**Action item**
Of the records that follow, copy only the lines from the line containing "builder => builder.Configure(options" to the line containing "jason-bragg: I'd considered", both included, exactly as written.

--- The input Enclosed Below ---

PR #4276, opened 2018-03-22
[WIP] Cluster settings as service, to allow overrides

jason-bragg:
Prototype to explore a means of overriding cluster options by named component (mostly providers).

--- End of Enclosed The input ---
--- The input Enclosed Below ---

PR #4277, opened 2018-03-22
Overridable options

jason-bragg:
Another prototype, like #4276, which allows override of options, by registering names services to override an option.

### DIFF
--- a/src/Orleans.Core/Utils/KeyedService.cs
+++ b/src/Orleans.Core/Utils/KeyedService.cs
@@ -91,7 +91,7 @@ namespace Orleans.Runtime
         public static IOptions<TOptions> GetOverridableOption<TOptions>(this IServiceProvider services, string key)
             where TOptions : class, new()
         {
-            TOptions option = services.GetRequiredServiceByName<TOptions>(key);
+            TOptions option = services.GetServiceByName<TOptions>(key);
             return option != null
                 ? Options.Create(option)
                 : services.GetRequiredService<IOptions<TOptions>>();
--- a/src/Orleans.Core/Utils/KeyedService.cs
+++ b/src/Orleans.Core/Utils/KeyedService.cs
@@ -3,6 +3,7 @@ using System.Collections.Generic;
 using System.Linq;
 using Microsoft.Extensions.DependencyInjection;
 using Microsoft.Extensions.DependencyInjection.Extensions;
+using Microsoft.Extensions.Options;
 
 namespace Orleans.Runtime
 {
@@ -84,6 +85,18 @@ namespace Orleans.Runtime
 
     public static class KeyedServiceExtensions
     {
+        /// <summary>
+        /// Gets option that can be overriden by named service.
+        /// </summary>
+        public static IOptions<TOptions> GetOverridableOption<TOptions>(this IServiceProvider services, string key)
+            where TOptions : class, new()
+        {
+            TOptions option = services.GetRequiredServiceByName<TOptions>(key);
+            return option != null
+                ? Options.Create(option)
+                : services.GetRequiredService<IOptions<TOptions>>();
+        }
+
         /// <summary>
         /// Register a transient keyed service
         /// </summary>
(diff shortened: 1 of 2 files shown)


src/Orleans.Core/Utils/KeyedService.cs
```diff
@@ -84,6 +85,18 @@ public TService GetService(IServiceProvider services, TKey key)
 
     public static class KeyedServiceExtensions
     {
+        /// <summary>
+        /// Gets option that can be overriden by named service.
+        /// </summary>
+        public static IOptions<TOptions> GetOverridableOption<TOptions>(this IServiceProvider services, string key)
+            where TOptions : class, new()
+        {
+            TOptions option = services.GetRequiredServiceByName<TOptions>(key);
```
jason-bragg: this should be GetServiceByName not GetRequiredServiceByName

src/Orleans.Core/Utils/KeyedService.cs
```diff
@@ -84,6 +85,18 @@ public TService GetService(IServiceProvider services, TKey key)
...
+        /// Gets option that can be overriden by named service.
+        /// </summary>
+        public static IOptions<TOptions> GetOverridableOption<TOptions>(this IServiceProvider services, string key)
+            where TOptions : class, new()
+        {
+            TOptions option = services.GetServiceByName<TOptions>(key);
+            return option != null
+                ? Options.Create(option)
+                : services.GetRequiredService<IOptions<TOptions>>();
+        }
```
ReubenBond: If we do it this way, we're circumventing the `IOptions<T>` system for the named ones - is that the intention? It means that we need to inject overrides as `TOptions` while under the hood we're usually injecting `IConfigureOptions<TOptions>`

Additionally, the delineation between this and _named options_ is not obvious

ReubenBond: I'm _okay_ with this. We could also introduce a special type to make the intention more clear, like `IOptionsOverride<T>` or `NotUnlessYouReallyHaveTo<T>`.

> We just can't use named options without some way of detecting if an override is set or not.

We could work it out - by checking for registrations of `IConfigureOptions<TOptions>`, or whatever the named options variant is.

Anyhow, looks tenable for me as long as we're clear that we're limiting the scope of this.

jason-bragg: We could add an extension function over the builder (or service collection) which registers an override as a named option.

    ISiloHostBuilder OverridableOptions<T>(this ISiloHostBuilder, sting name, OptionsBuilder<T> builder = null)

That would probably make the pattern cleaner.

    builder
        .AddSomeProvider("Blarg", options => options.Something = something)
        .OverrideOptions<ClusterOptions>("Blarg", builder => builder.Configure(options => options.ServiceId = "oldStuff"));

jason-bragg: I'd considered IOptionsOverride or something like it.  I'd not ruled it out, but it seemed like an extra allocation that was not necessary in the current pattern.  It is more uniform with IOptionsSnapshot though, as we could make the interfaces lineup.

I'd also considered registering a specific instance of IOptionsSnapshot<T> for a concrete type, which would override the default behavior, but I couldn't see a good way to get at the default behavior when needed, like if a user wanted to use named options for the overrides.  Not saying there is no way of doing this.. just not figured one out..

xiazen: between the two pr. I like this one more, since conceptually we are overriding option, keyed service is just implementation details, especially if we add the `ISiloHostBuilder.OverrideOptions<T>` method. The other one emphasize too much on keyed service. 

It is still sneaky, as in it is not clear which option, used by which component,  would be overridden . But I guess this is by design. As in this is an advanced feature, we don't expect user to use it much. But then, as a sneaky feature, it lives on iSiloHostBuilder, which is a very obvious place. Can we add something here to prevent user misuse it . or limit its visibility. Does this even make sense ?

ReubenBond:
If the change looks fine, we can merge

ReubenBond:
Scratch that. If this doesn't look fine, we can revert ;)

--- End of Enclosed The input ---

**Response box**
        .OverrideOptions<ClusterOptions>("Blarg", builder => builder.Configure(options => options.ServiceId = "oldStuff"));

jason-bragg: I'd considered IOptionsOverride or something like it.  I'd not ruled it out, but it seemed like an extra allocation that was not necessary in the current pattern.  It is more uniform with IOptionsSnapshot though, as we could make the interfaces lineup.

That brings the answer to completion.